Work instruction: Work out how many lines in the records contain the word "colon", and give that number alone.

Dataset entries:
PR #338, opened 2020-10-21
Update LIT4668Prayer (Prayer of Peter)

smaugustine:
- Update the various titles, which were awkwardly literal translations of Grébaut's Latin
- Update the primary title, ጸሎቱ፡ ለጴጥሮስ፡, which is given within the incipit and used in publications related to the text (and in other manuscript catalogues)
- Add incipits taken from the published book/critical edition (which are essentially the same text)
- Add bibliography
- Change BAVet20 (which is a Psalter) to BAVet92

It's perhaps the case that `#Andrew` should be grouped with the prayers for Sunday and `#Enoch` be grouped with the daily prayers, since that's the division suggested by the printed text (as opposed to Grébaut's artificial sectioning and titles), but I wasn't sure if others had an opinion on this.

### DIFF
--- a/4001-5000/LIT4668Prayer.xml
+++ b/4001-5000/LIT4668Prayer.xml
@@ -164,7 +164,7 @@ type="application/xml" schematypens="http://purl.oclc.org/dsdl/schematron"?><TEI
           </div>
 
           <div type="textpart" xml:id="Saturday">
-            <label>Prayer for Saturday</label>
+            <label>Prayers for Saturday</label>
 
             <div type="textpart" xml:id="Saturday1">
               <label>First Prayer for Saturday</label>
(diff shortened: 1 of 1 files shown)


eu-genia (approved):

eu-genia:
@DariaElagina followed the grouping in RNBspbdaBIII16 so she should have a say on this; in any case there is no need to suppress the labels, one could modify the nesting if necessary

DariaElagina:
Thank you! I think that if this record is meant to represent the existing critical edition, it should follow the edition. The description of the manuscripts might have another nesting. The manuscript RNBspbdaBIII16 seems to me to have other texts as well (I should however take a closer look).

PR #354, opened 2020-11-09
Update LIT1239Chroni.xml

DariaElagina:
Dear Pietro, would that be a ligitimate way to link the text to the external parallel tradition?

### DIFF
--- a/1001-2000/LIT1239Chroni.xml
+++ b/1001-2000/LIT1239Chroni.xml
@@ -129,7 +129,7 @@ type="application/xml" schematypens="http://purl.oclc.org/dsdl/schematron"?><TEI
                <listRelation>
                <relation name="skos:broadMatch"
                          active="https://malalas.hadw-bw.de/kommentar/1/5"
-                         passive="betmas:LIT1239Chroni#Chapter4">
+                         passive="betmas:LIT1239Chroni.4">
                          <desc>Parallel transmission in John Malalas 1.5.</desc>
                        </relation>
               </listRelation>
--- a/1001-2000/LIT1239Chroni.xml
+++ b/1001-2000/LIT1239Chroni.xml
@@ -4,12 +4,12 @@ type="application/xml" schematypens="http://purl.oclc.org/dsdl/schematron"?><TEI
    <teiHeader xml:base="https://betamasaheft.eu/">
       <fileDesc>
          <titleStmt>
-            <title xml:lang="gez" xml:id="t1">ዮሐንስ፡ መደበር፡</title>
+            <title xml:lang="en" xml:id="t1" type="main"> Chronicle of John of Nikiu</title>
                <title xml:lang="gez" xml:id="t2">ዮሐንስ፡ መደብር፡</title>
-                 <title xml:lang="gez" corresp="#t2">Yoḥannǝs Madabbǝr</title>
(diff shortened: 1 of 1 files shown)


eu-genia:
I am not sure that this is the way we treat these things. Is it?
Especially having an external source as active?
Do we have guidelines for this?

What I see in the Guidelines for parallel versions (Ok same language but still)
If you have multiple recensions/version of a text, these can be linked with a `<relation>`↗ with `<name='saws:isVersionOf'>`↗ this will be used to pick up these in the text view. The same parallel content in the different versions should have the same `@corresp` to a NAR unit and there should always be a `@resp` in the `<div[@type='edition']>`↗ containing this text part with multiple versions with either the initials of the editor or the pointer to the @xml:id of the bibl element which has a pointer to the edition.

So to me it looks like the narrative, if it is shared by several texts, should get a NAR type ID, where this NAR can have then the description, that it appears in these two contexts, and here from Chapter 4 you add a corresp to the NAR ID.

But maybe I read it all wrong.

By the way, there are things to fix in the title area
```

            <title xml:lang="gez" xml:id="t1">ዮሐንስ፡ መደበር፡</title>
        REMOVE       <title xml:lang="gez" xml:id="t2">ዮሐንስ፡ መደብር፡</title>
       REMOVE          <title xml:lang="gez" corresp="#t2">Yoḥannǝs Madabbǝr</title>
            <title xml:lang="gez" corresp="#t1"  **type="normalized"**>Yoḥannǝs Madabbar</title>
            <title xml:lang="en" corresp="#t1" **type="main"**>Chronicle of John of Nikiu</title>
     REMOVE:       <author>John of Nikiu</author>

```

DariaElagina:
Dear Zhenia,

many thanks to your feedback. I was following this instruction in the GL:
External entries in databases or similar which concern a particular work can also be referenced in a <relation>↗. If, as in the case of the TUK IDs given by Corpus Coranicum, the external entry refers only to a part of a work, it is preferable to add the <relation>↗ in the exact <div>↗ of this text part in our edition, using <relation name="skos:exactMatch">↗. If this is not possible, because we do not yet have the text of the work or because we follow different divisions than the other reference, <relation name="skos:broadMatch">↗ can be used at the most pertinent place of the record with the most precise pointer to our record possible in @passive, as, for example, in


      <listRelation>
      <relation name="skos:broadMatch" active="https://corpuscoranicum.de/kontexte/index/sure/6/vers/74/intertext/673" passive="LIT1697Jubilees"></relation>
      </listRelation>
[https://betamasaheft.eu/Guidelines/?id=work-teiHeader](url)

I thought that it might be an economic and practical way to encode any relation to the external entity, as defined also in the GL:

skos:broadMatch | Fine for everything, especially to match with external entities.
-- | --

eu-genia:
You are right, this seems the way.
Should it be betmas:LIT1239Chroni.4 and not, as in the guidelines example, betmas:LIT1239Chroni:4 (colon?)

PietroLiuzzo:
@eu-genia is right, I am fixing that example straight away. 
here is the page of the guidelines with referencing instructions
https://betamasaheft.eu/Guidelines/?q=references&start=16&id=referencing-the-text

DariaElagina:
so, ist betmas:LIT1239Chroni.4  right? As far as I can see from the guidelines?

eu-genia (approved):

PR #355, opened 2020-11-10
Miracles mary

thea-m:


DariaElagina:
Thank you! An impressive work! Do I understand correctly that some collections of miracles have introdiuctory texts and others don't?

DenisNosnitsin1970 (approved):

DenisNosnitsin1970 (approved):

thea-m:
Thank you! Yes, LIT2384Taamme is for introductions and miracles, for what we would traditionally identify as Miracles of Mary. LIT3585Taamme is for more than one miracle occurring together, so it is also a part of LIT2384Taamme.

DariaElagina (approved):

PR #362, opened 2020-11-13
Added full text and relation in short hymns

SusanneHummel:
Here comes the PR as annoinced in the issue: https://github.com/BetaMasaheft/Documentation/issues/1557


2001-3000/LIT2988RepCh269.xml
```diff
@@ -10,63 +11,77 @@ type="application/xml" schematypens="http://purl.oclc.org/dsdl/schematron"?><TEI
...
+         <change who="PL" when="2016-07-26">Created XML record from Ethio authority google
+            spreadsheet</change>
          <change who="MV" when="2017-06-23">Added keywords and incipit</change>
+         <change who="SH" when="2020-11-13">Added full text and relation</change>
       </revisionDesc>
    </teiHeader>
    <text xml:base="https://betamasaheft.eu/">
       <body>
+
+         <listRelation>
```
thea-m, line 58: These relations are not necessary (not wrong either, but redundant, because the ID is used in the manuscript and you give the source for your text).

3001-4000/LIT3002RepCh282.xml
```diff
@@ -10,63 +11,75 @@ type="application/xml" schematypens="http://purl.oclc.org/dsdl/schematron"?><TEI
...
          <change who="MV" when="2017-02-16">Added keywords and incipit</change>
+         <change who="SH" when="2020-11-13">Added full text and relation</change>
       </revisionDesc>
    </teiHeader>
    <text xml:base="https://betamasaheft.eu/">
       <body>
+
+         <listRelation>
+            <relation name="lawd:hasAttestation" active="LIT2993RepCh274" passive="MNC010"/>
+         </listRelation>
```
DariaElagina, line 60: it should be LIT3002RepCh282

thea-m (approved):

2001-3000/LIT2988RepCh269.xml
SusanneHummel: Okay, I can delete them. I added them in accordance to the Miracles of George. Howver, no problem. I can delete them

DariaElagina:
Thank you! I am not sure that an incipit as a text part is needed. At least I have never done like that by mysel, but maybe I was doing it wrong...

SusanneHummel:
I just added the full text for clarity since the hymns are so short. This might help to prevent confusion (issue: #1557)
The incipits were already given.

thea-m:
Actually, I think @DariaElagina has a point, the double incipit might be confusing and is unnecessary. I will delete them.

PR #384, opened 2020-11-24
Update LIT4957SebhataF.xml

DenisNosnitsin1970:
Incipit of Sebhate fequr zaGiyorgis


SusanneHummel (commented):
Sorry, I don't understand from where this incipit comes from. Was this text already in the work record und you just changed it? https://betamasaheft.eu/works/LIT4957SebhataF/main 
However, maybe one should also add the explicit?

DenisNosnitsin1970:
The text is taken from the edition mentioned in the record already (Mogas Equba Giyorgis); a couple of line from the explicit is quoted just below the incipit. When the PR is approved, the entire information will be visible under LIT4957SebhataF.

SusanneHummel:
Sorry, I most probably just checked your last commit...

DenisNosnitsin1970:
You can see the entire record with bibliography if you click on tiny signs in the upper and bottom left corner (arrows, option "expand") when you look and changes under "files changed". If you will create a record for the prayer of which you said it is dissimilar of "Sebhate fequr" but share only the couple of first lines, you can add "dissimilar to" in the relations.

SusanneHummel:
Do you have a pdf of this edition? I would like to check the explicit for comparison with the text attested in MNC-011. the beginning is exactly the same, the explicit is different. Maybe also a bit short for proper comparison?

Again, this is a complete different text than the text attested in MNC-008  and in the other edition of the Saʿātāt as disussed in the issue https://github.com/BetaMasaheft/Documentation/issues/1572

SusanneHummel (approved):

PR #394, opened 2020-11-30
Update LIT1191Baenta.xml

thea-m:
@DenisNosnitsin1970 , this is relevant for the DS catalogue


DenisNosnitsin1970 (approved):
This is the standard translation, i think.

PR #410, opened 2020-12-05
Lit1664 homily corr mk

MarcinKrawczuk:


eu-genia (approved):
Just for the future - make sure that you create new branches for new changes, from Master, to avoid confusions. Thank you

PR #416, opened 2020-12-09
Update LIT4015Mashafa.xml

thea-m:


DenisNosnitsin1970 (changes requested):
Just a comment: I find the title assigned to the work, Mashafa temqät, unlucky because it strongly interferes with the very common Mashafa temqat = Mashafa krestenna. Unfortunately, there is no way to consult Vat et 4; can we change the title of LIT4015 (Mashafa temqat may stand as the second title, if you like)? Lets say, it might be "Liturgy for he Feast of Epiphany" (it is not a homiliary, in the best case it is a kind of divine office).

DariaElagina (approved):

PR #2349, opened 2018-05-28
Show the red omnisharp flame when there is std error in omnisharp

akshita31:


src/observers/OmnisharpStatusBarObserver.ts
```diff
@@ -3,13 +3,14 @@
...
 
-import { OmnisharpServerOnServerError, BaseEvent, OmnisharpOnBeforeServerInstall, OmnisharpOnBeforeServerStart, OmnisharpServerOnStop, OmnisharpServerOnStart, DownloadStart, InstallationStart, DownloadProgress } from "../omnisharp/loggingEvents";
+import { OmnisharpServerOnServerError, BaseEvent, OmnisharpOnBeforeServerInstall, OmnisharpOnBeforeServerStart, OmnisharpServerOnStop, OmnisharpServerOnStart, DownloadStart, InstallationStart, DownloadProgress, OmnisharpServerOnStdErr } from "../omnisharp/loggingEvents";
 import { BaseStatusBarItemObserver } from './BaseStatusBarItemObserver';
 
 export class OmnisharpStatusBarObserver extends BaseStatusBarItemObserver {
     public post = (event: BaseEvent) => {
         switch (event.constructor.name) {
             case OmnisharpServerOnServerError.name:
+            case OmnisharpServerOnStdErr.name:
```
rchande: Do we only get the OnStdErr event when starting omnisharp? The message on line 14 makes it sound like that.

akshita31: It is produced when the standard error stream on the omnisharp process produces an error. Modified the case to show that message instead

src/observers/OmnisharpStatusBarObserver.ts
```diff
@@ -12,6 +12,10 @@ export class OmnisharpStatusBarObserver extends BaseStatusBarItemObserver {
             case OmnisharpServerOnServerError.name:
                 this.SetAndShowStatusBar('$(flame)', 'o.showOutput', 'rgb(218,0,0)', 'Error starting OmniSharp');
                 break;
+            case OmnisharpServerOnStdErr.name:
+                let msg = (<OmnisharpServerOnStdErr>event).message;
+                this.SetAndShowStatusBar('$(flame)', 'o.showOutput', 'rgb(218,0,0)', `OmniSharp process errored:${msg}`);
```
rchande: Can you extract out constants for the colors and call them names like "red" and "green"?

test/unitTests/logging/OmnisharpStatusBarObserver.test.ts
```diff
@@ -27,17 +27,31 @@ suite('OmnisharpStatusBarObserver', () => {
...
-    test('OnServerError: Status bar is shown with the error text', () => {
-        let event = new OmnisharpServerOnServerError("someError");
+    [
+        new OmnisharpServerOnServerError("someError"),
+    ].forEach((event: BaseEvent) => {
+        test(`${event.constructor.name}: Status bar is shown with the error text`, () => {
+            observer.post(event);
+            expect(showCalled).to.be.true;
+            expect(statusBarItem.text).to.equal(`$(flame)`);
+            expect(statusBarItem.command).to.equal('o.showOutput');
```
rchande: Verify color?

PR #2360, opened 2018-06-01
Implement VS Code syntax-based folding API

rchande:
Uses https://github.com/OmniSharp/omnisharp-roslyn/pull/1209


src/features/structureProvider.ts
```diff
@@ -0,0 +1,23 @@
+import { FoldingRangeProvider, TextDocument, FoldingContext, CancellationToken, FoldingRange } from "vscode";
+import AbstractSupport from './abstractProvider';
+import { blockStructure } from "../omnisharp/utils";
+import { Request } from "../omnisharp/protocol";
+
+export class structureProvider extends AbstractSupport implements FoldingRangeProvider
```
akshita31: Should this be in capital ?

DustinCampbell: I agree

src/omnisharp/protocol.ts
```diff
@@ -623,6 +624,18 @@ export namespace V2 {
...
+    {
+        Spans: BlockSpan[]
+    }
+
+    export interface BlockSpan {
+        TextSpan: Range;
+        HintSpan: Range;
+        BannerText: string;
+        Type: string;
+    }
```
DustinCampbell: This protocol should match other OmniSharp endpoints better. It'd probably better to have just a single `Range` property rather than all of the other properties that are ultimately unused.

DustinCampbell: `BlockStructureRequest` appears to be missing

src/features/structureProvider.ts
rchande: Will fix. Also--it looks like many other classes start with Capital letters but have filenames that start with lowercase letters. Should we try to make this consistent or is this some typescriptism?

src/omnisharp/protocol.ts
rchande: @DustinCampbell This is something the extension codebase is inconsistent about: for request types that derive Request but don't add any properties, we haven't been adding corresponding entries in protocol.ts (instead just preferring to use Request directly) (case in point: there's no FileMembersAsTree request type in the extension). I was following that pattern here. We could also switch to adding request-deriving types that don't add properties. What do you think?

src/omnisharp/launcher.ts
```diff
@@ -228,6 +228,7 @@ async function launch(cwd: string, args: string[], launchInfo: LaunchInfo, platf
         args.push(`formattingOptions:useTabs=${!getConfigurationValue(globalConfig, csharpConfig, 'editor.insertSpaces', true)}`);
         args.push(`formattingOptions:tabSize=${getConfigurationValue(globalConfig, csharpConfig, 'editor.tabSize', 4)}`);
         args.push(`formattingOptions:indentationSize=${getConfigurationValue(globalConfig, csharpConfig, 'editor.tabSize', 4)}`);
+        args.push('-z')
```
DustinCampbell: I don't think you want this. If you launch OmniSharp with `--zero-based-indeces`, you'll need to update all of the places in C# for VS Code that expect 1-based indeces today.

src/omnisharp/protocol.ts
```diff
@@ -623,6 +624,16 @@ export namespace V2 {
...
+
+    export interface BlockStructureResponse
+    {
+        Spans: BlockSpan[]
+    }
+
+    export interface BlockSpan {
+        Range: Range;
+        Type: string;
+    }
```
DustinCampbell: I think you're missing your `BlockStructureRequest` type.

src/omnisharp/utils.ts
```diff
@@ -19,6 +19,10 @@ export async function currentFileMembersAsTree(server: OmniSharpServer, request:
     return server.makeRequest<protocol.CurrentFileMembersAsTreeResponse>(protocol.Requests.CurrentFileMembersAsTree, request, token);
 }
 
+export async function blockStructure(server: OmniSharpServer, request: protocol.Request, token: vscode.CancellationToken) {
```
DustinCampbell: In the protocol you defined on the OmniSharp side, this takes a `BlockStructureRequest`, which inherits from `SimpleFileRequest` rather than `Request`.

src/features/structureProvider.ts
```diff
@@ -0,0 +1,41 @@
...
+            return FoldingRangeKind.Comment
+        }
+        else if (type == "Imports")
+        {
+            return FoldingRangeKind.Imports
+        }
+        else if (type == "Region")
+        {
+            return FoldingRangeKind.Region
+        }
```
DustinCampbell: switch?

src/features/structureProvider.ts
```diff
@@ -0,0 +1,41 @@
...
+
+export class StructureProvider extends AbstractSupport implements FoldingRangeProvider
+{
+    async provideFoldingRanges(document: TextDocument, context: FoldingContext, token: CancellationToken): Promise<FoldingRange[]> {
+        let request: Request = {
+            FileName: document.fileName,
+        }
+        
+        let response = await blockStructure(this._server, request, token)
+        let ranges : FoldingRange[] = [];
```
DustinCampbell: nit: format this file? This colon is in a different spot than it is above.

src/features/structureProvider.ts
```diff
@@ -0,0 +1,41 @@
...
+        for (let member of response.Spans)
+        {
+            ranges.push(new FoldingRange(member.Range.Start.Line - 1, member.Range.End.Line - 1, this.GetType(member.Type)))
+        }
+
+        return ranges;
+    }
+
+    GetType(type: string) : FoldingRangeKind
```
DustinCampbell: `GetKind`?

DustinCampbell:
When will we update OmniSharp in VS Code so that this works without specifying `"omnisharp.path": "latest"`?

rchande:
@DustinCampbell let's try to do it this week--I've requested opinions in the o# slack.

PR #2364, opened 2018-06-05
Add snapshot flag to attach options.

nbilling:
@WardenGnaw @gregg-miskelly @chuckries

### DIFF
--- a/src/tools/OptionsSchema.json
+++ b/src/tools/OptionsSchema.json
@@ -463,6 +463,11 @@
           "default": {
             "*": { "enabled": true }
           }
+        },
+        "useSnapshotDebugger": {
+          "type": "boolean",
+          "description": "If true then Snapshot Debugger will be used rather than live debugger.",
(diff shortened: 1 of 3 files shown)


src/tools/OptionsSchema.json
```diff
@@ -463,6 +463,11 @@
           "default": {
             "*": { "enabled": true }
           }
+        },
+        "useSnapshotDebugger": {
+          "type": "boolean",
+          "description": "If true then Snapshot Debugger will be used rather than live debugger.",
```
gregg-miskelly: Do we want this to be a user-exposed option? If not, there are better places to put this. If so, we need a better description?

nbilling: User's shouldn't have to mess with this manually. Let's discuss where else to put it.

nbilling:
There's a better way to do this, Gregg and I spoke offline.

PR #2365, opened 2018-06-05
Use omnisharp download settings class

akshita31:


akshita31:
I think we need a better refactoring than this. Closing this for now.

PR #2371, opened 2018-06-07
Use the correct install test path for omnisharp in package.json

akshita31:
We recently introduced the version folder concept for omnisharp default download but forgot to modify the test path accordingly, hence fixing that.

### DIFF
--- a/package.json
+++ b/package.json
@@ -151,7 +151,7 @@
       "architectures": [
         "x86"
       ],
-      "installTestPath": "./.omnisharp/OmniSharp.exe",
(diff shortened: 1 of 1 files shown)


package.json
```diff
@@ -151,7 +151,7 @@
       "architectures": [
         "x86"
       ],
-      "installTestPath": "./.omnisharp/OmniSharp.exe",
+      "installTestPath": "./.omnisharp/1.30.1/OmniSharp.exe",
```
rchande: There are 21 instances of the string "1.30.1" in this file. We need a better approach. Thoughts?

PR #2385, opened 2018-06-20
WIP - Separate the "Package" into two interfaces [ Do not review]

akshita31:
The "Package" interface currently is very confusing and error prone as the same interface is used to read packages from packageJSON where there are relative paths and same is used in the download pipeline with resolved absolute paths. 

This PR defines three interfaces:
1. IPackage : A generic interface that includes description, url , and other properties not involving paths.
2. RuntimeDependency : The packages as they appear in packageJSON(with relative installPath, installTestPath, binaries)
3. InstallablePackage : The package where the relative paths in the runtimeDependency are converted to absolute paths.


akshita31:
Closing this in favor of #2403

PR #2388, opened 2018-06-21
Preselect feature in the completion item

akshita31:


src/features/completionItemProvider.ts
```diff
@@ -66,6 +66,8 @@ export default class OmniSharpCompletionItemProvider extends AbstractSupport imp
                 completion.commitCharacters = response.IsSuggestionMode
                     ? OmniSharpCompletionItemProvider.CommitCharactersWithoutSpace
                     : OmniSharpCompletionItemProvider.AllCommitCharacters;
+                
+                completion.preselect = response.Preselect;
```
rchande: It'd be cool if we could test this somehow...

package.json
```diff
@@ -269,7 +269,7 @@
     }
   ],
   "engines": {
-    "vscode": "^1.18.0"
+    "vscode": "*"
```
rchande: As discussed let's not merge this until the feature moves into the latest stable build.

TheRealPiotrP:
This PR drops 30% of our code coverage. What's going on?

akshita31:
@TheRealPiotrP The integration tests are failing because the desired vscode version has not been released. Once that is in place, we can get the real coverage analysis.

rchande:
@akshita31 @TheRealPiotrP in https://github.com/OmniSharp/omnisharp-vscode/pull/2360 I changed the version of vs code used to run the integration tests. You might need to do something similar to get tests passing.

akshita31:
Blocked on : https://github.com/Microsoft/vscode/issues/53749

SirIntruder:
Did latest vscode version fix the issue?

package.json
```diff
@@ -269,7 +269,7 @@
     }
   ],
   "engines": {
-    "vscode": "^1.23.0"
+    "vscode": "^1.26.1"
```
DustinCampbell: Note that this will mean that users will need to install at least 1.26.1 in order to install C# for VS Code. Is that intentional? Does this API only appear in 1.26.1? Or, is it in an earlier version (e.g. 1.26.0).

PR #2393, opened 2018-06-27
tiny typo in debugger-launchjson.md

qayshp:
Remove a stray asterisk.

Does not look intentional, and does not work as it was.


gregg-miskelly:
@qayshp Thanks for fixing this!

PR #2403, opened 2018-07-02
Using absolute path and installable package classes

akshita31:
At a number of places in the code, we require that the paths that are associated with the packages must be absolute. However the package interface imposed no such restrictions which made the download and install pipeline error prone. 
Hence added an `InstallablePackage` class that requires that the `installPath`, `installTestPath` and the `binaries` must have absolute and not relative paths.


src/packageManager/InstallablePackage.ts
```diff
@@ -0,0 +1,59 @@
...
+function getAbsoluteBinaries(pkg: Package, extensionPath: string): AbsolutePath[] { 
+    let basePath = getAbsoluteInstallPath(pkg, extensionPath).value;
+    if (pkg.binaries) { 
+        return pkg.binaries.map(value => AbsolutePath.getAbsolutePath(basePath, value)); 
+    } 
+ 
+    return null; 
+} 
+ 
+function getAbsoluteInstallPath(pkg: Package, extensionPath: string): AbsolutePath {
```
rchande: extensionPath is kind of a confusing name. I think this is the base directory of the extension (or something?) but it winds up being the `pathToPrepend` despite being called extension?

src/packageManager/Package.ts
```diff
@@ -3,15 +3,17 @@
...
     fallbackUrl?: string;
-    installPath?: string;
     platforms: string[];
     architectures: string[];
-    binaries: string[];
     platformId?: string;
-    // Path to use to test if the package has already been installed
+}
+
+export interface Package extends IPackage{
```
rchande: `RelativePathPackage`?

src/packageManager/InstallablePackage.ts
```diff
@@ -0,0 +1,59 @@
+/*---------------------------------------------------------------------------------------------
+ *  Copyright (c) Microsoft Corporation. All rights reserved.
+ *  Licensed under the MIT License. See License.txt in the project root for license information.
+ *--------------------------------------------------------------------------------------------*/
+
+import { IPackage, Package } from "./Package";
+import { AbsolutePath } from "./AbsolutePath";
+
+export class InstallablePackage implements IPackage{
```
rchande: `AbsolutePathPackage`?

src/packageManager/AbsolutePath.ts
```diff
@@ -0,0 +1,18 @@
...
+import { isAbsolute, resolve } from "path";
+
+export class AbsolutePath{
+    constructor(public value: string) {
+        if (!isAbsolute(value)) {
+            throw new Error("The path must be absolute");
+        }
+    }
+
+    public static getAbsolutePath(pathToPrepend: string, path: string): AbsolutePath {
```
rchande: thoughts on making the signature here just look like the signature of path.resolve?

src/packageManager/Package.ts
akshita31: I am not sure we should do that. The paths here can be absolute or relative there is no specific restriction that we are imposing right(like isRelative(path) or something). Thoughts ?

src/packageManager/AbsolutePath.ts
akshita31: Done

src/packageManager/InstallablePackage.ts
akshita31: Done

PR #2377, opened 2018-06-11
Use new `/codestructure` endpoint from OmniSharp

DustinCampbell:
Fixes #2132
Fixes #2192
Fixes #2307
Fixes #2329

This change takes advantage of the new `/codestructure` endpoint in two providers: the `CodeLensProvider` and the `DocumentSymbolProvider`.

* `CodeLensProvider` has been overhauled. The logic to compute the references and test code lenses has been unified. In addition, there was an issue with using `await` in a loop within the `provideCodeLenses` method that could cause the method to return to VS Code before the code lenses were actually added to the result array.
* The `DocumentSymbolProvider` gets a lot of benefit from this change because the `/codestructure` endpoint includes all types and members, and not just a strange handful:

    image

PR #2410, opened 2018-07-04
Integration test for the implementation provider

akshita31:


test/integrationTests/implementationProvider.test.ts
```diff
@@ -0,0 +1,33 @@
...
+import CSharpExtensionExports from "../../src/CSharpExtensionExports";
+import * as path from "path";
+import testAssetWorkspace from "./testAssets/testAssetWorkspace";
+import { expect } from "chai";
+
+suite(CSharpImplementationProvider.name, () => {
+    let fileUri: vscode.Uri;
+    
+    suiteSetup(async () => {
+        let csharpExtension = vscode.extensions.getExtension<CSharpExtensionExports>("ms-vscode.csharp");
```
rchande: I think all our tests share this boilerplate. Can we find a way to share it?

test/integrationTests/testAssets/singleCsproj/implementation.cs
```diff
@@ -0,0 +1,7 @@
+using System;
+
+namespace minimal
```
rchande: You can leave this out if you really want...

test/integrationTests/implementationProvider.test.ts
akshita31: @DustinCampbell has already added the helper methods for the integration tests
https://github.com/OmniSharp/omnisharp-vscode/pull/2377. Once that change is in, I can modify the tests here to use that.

Result: 2